The liquidity crunch has been felt greasily in the rural areas where, unless you buy half of the money you received through platforms such as EcoCash, Telecash or Nettcash, you can starve with your money in the wallet. There is a real danger that transacting “someone’s way” is fast becoming entrenched as a “new normal” way of life in this country.
The hope is that this “culture” will soon end, lest it becomes a bit herculean to uproot. While uncertainty seems to have found expression in our social and economic lives, we may need to look at the second generation of rights: economic, social and cultural rights. They are not “second” in terms of inferiority.
They only began to be emphasised in justiciable and entrenched ways after civil and political rights. For some who are familiar with third world approaches to international law (TWAIL) such as decolonisation, cultural relativity, cultural particularism and critical race theories, civil and political rights had to come first.
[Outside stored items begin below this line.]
PR #458, opened 2023-03-03
fix(adapters): Measurement reports can throw exceptions that prevent loading

wayfarer3130:
Simple fix to allow loading measurements even if it throws an exception on one measurement.


sedghi (approved):

PR #459, opened 2023-03-03
[Feat] CircleROI tool

md-prog:
### Feature

- Implementation of CircleROI tool, we had for `cornerstonejs`

### bugfix

- EllipticalROI tool - when setting the `centerPointRadius` the drawing gets corrupted
- RectangleROI, EllipticalROI tool's `area` sometimes becomes negative

### notes

The CircleROI tool can be drawn by pointing center and another point.


wayfarer3130 (approved):
This looks good to me - it looks like it should be able to save and load and display.
I was able to edit the circle, both in radius and position.
Needs an update to match CS3D, but I don't think that will affect any code.

PR #462, opened 2023-03-05
fix(windowLevelTool): WWWL multipler too high when burned in pixels are present

Ouwen:
Burned in Pixels often use pixel values above the BitsStored. This results in a multiplier which is way higher than what you would want in practice.


Ouwen:
@sedghi added the inline comment ready for merge!

sedghi (approved):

Although civil and political rights were internationally protected in the International Covenant on Civil and Political Rights (ICCPR) in the 1960s, most third world countries (which term is frequently used interchangeably with the phrase “developing countries or world”) were fighting colonialism and struggled to lead respectful lives because of various repressive laws and other policy barriers that bordered on occidentialism and orientalism, supremacy and inferiority of races.
Zimbabwe took more than three decades to entrench such rights. The Constitution of Zimbabwe, 2013 now entrenches and makes ECOSOC rights justiciable. The starting point on entrenchment of ECOSOC rights is perhaps the preamble which speaks to the whole person with aspirations for a better Zimbabwe. Next would be the following: the democratic nature of our Republic, the constitutional supremacy clause which underlines our constitutional democracy and the founding values and principles which entrench fundamental human rights.
We cannot understand any form of human rights in Zimbabwe without considering our national objectives. Our national objectives are also important in enabling us to practice “priority constitutionalism” which occurs when State institutions and citizens uphold the constitutional obligations to respect, protect, promote and fulfil human rights. This includes public functionaries, agents of the State and parastatals which must shun impunity at all cost.
The objectives on work relations are important as they give content and meaning to the interpretation of two fundamental rights in our constitution: freedom of trade, profession and occupation and labour rights. The female or male right holder must realise these rights as provided for by the Constitution, national labour laws, regulations and other workplace rules. I encourage readers to also read the think piece that I wrote on May Day on freedoms and rights of the worker.
The national objectives obligate the State at every level to adopt reasonable policies and measures, within the limits of the resources available to them to provide work with an opportunity to work freely in a chosen activity with its ultimate aim being to get a decent living for themselves and their families.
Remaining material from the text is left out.